Four undecorated white walls. Two rigid, austere chairs. One black table without anything on it.
Sitting across from Jane was a woman, seemingly in her mid-forties, wearing a gray skirt suit and with short but curly platinum blonde hair, Agent Trice. Seeing another woman in these positions always pleased Jane and gave her a sense of optimism, but after walking through the dreary halls of the Office of the Inspector General’s building and being in a room that seemed designed as a sensory deprivation tank, the face she was looking at appeared just as lifeless and intimidating.
This was the cheerless, implacable face of the person who, when bad people did things, was responsible for investigating the good people.
“Can you tell me about some of the standard protocols for protecting the president on excursions?” Trice asked.
The first time she’d been here, Jane had gone backward and forward with Trice through everything that had been in place for the trip to Dayton, and that meant she didn’t even know what she was supposed to be talking about when she was called back for a second inte
rrogation. For the moment at least, she was pleased that it was a question she could easily answer.

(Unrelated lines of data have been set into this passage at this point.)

PR #258, opened 2026-02-15
use step outputs for protein_df

jorisfu:
## Description
fixes #257 
Changes `get_step_input` to `get_step_output` for the relevant steps

## Testing
Use the AML Paper workflow found [here](https://nextcloud.hpi.de/apps/files/files?dir=/PROTzilla_2025). Add an imputation step to the end of the data preprocessing section. Perform that, then perform the t-test. Note how there are no missing samples / NaN values left compared to the previous state

## PR checklist
**Development**
- [x] If necessary, I have updated the documentation (README, docstrings, etc.)
- [x] If necessary, I have created / updated tests.
 
**Mergeability**
- [x] main-branch has been merged into local branch to resolve conflicts
- [x] The tests and linter have passed AFTER local merge
- [x] The backend code has been formatted with `black`
 
**Code review**
- [x] I have self-reviewed my code.
- [ ] At least one other developer reviewed and approved the changes

PR #260, opened 2026-02-15
259 add imputation to hierarchical clustering

### LINKED ISSUE #259: Add Imputation to Hierarchical Clustering
## Issue description
The Plot: Clustergram does not support NaN values in dataframes. In the current list based workflow, there is no way to use imputation only for the clustergram. Since an imputation step severely skews the t-test, this is the only clean-ish way to get a clustergram matching the AML paper a bit more closely.

## Acceptance Criteria
- [ ] When clustering data that was previously imputed, everything works as previously.
- [ ] When clustering data that contains NaNs, you get a warning but still a clustergram. You can also change the imputation mode in the form and get quite different results lol

jorisfu:
## Description
fixes #259 
Adds an imputation strategy input to the clustergram plot.

## Changes
Mostly in `data_analysis.py`, adjusting the form. Note that this also includes the quick fix in #258 

## Testing
Use the AML paper workflow from [here](https://nextcloud.hpi.de/apps/files/files?dir=/PROTzilla_2025) and check the acceptance criteria in https://github.com/cschlaffner/PROTzilla/issues/259

## PR checklist
**Development**
 
**Mergeability**
 
**Code review**


backend/protzilla/data_analysis/plots.py
```diff
@@ -277,6 +289,10 @@ def clustergram_plot(
         else:
             custom_color_scale = None
 
+        imputer_parameters = dict(
+            axis=AXIS_PROTEIN, missing_values="nan", strategy=imputation_strategy
```
Elena-kal, line 301: Just wondering: Is it alway "nan"? Could it ever be "NaN" or something like this?

Elena-kal (approved):
Code looks good, also worked when tested. I only have one small issue with the frontend part of it  (maybe we could consider making an issue of this if this seems relevant). When the user runs the clustergram on a slightly smaller screen (e.g. my laptop screen 13,6-inch) there is no way to look at the entire plot. It is cut off and one cannot scroll horizontally.  It looks like this below.

Image

The only way to look at the plot is to make the window larger than the screen and cutting it off on the other side like this:

Image

It's not the end of the world but it is slightly annoying.

hendraet:
> Code looks good, also worked when tested. I only have one small issue with the frontend part of it (maybe we could consider making an issue of this if this seems relevant). When the user runs the clustergram on a slightly smaller screen (e.g. my laptop screen 13,6-inch) there is no way to look at the entire plot. It is cut off and one cannot scroll horizontally. 

Yeah, that is an issue with multiple plots in PROTzilla and should probably become a separate issue. This also affects the PTM visualizations for example. (As a workaround, it's sometimes enough to hide the navigation on the left)

backend/protzilla/data_analysis/plots.py
jorisfu: it's actually always `np.nan`, but the Clustergram class needs this kind of string as an input to validate the missing_values parameter. Felt cleaner to just pass it here than adjusting the Clustergram class

backend/tests/protzilla/data_analysis/test_plots_data_analysis.py
```diff
@@ -182,9 +182,8 @@ def test_clustergram_nans_in_input(wide_4d_df):
 
     outputs = clustergram_plot(nan_df, metadata_df=None, flip_axes=False)
     assert "messages" in outputs
-    assert "plots" not in outputs
     assert any(
-        "The selected input dataframe contains missing values." in message["msg"]
+        "Input contains missing data" in message["msg"]
```
NeleRiediger: Just a really minor issue, but the wording seems somewhat strange, it's a contradiction in itself. Not sure why you changed it, but the old wording of "contains missing values" sounds a little clearer. If the new wording was supposed to convey some more meaning, I didn't understand it, which is probably also a reason to make it a bit more explicit. But again, this is really just nitpicking.

NeleRiediger (approved):
Testing delivered the expected results and the code seems fine too.

backend/tests/protzilla/data_analysis/test_plots_data_analysis.py
jorisfu: adjusted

“Of course. As we all know, leaving the White House poses the greatest risks to the president. That time in transit while getting to and from wherever he’s going requires meticulous preparation and employing a number of measures in the event that an adversary, which we often refer to as a jackal, makes an attempt on the president’s life.
“In addition to the standard Secret Service detail that guard’s the president’s person, we make use of counter-sniper units at rooftop locations near key entrances and exits. An entire counterassault team travels nearby with the president to immediately engage enemy combatants with return fire in order to provide cover for the detail and drivers to withdraw the president to safety.
“If you’re referring to an excursion such as a hotel stay, the Secret Service will ensure that the entire floor the president stays on is vacant, as well as the rooms above and below his. All hotel employees have their backgrounds checked, and finding anyone with a criminal history will lead to us requesting that the employee be placed on leave. In addition to that, we set up a command post within the hotel for the duration of the stay. I could go on and on. Is there a specific circumstance you’d like to hear about?”
Jane smiled as she articulated her question, though as much as she enjoyed talking about her work she found herself irked by what this conversation seemed to be focused on.
“That will do,” Trice said. “Please tell me more about how you see your role in enacting those procedures for the Presidential Protective Division.”
Clearing her throat to cover her discomfort, Jane smiled again.
“As a staffing and logistics agent for the PPD, it’s my job to help make the advance preparations and arrangements necessary for the Secret Service to carry out its mission of protecting the president. How I see my role is a little bit like a chess player, matching the pieces I have to an ever-changing board state full of variables known and unknown. I do this based on the guidelines we have in place and my best judgment about what will ensure the greatest degree of safety for the president.”